Doctors Without Borders/Médecins Sans Frontières (MSF) is a worldwide movement of current and former field staff, grouped into national and regional associations. Collectively, they make sure that MSF stays true to its mission and principles.
MSF doctor on call is checking the temperature of his stethoscope before putting on the little girl’s skin at Yida refugee camp. © Camille Lepage
Currently, there are 23 associations. All are independent legal entities, and each elects its own board of directors and president. Most associations have an executive office that raises funds and recruits staff for MSF’s operations.
The associations are attached to five operational directorates, which manage MSF’s humanitarian assistance programmes. Other units, including supply centers and medical units, also support our activities.
MSF offices, units, directorates and associations interconnect and work together in various ways, and are formally bound as one movement by a shared name, a shared commitment to the MSF Charter and principles and shared membership of MSF International. Three specialised public-health centers called Epicenter, Aedes and HealthNet work with MSF to help expand expertise in specialist medical issues.
In 1999 MSF set up the Access Campaign to push for access to, and the development of, life-saving and life prolonging medicines, diagnostic tests and vaccines for patients in our programmes and beyond.
We set this project up with the prize money from the Nobel Peace Prize, which MSF was awarded in 1999.
MSF field research
MSF is well known for its humanitarian medical work, but it has also produced important research based on its field experience with vulnerable populations.

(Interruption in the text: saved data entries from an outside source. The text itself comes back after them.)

PR #2114, opened 2026-08-19
session-persistence: Fix replace_restore_token_with_data onwership

swick:
The xdp_session_persistence_replace_restore_token_with_data function
would takek an in-out GVariant, and then set a new value, but not free
the old value. This API is super confusing and requires the caller to
potentially free the in-out param. This has caused double-free and
memory leak bugs.

This change ensures that the in-out options is always a valid, owned
GVariant, which simplifies the callers.

### DIFF
--- a/desktop-portal/xdp-session-persistence.c
+++ b/desktop-portal/xdp-session-persistence.c
@@ -246,6 +246,7 @@ xdp_session_persistence_replace_restore_token_with_data (XdpSession *session,
       g_clear_pointer (&value, g_variant_unref);
     }
 
+  g_clear_pointer (in_out_options, g_variant_unref);
   *in_out_options = g_variant_ref_sink (g_variant_builder_end (&options_builder));
 }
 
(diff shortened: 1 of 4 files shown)


desktop-portal/xdp-session-persistence.c
```diff
@@ -246,6 +246,7 @@ xdp_session_persistence_replace_restore_token_with_data (XdpSession *session,
       g_clear_pointer (&value, g_variant_unref);
     }
 
+  g_clear_pointer (in_out_options, g_variant_unref);
   *in_out_options = g_variant_ref_sink (g_variant_builder_end (&options_builder));
```
whot, line 250: Is this some stable API? Could make the options a normal readonly argument only and return the new variant.

whot (approved):
Typo in second commit message `takek`

desktop-portal/xdp-session-persistence.c
swick: Tried that. Gets worse.

whot: story of my life :)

This website archives MSF's scientific articles and makes them available free, with full text, and in an easily searchable format.

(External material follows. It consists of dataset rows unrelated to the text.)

PR #2117, opened 2026-08-21
tests: Defer request closing until export

razzeee:
Request close timers could fire before asynchronous portal methods exported their request paths under load. This caused Close() to fail with UnknownMethod while the backend waited until timeout.

Arm the timer after the method reply, propagate close errors, and remove pending sources when the call finishes.

### DIFF
--- a/tests/xdp_utils.py
+++ b/tests/xdp_utils.py
@@ -519,6 +519,7 @@ class Closable:
         self._mainloop: GLib.MainLoop | None = None
         self._impl_closed = False
         self._bus = bus
+        self._close_source_id: int | None = None
 
         self._closable = type(self).__name__
         assert self._closable in ("Request", "Session")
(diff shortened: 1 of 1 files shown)


swick:
Not entirely sure what you're trying to fix here but we recently fixed exporting the async init portal exporting (https://github.com/flatpak/xdg-desktop-portal/pull/2109). This looks a bit more like you found the race is Request.Close calls which we need to systematically get rid of, for which I have https://github.com/flatpak/xdg-desktop-portal/pull/2101.

razzeee:
Let me rebase my other work and see if I can safely drop this then.

razzeee:
Had another look on a rebased branch. My  tests were still failing, even with this.

This fixes them https://github.com/razzeee/xdg-desktop-portal/commit/b28fe0fbcda5ec885430b2f129c109b70852a060

swick:
That by itself can't be a complete fix, but it does look like there might be something to it, so a new PR would be nice.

For 30 years, MSF has directly witnessed the human cost of the lack of drugs for neglected diseases and has raised its voice against this inequity. In 2003, seven organisations from around the world joined forces to establish the Drugs for Neglected Diseases initiative (DNDi).
Dr. Joanna Liu, President of MSF International. © MSF
The International General Assembly (IGA) is the highest authority of MSF International. It is responsible for safeguarding MSF’s medical humanitarian mission, and provides strategic orientation to all MSF entities. The assembly meets annually, and comprises of two representatives of each association, of two representatives elected by the individual members of MSF International and of the International President (who is elected by the assembly). The current International President is Dr Joanna Liu.

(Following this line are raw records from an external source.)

Issue #1953, opened 2026-04-07
O_RDONLY|O_NOFOLLOW on /proc/<pid>/root always returns ELOOP — unsandboxed process registration silently fails, breaking KDE screen sharing


OrcVole:
### Operating System

Bazzite 43.20260406 (Fedora 43 immutable / OSTree / composefs)

### XDG Desktop Portal version

Other

### XDG Desktop Portal version (Other)

1.20.3-2.fc43.x86_64

### Desktop Environment

Other

### Desktop Environment (Other)

KDE Plasma 6.6.3 (Wayland session)

### Expected Behavior

The portal successfully registers unsandboxed processes (such as KWin) as host applications. KWin's screencast plugin creates the `zkde_screencast_unstable_v1` Wayland global. Screen sharing and PipeWire screen capture work normally.

### Current Behavior

Every registration attempt from an unsandboxed process fails with:

`Could not register app ID: Unable to open /proc/<pid>/root
`
On KDE Plasma, this prevents KWin's screencast plugin from creating `zkde_screencast_unstable_v1`. Screen sharing silently fails for the entire session — no error is shown to the user.

The failure is caused by the portal opening `/proc/<pid>/root` with `O_RDONLY | O_NOFOLLOW`. That path is a kernel magic symlink; POSIX requires `ELOOP` when `O_NOFOLLOW` is used on any symlink with `O_RDONLY`. This is not a race, not SELinux, not seccomp — it is a flag combination that is unconditionally invalid for a symlink on any Linux system.

Confirmed via Python on the affected system:
```python
os.open('/proc/<pid>/root', os.O_PATH | os.O_NOFOLLOW)
# → OK

os.open('/proc/<pid>/root', os.O_RDONLY | os.O_NOFOLLOW)
# → FAIL: [Errno 40] Too many levels of symbolic links
```

The string `O_PATH fd was opened O_NOFOLLOW` appears in the portal binary, confirming the code path. The error repeats on every portal restart across the entire session lifetime — it is not a startup timing issue.

### Steps to Reproduce

1. Log in to a KDE Plasma 6 Wayland session on any immutable Fedora derivative (Bazzite, Kinoite, Silverblue).
2. Attempt to share your screen — via OBS PipeWire capture, browser WebRTC, or any application that calls `org.freedesktop.portal.ScreenCast.CreateSession`.
3. Nothing happens. The chooser dialog never appears.

To confirm the failure directly:
```bash
[...]

Issue #1490, opened 2024-10-27
KeepassXC attempts to use a privileged file when using portals and can't open a File Chooser


txtsd:
### Operating System

Arch Linux

### XDG Desktop Portal version

1.18

### Desktop Environment

wlroots

### Desktop Environment (Other)

Sway

### Expected Behavior

KeepassXC should open a File Chooser

### Current Behavior

KeepassXC does nothing

### Steps to Reproduce

1. Create a file ~/.config/xdg-desktop-portal/portals.conf
2. Fill it with
  ```
  [preferred]
  default=wlr;gtk
  org.freedesktop.impl.portal.FileChooser=lxqt

  ```
3. Log out and log back in
4. Run KeepassXC and hit the `Open Database` button.
5. Nothing happens
...

### Anything else we should know?

Here's a dbus-monitor log:

```
method call time=1730043932.721391 sender=:1.65 -> destination=org.freedesktop.portal.Desktop serial=84 path=/org/freedesktop/portal/desktop; interface=org.freedesktop.portal.FileChooser; member=OpenFile
   string "x11:1"
   string "Open database"
   array [
      dict entry(
         string "directory"
         variant             boolean false
      )
      dict entry(
         string "filters"
         variant             array [
               struct {
                  string "KeePass 2 Database "
                  array [
                     struct {
                        uint32 0
                        string "*.kdbx"
                     }
                  ]
               }
               struct {
                  string "All files "
                  array [
                     struct {
                        uint32 0
                        string "*"
                     }
                  ]
               }
            ]
      )
      dict entry(
         string "handle_token"
         variant             string "qt2944820299"
      )
      dict entry(
         string "modal"
         variant             boolean true
      )
      dict entry(
         string "multiple"
         variant             boolean false
      )
   ]
method call time=1730043932.721809 sender=:1.28 -> destination=org.freedesktop.DBus serial=108 path=/org/freedesktop/DBus; interface=org.freedesktop.DBus; member=GetConnectionUnixProcessID
   string ":1.65"
method return time=1730043932.721820 sender=org.freedesktop.DBus -> destination=:1.28 serial=4294967295 reply_serial=108
   uint32 2504
error time=1730043932.722082 sender=:1.28 -> destination=:1.65 error_name=org.freedesktop.DBus.Error.AccessDenied reply_serial=84
   string "Portal operation not allowed: Unable to open /proc/2504/root"

```

[...]

PR #2119, opened 2026-08-26
app-info: treat any EACCES opening /proc/<pid>/root as not sandboxed

TalonGrayson:
## Summary

`open_flatpak_info()` / `open_linyaps_info()` in `shared/xdp-app-info-*.c` decide
whether a calling process is Flatpak/linyaps-confined by opening
`/proc/<pid>/root`. If that `open()` fails with `EACCES`, the code only treats
it as "not actually confined, keep looking" when `statfs()` on that path
reports `FUSE_SUPER_MAGIC` — the known toolbox-container case. Any other
`EACCES` is treated as a hard failure (`G_IO_ERROR_FAILED`), which aborts
`xdp_app_info_new()` entirely and denies the whole portal request.

That FUSE-only check misses a different, unrelated source of the identical
`EACCES`: the kernel marks a process **non-dumpable** whenever it gains
capabilities via file capabilities (`setcap`) at `exec()`. Once non-dumpable,
`/proc/<pid>/root` (like `/proc/<pid>/mem`, `/maps`, etc.) can't be opened by
any other process — including one with the same UID — without
`CAP_SYS_PTRACE`. This is standard kernel behavior, independent of filesystem.

In practice this breaks portal calls (`RemoteDesktop`, `ScreenCast`, ...) from
any ordinary, unsandboxed desktop app that happens to carry a capability for
an unrelated reason. Two concrete examples I hit on a real system:

- `kdeconnectd` ships `cap_net_admin` (for LAN device discovery), which breaks
  KDE Connect's remote-input feature.
- `kwin_wayland` itself ships `cap_sys_nice`, which by the same mechanism would
  break its own screen-sharing/portal registration in the same circumstances.

Neither of these processes is a Flatpak or linyaps sandbox, but a real one of
those is *always* dumpable and same-UID-openable — so an `EACCES` here can
never legitimately come from an actual Flatpak/linyaps process. This PR
simplifies both functions to treat **any** `EACCES` on that open as
`XDP_APP_INFO_ERROR_WRONG_APP_KIND` unconditionally, instead of gating it on
`statfs()` reporting one specific filesystem magic number, so app-info lookup
keeps falling through to snap/host detection exactly the way it already does
for the FUSE case.

## Reproduction

On Fedora Atomic (Bazzite/Kinoite, KDE Plasma 6.7, `xdg-desktop-portal`
1.22.1), every `kdeconnectd` remote-input request failed with:

```
Could not register app ID: Unable to open /proc/<pid>/root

The International Board acts on behalf of and is accountable to the International General Assembly. It is made up of representatives of the operational directorates as well as a group elected by the International General Assembly, and is chaired by the International President.
Based in Geneva, MSF International provides coordination, information and support to the MSF movement, and implements international projects and initiatives as requested. Its costs are paid by MSF’s national executive offices. Jérôme Oberreit is the current Secretary General of MSF International.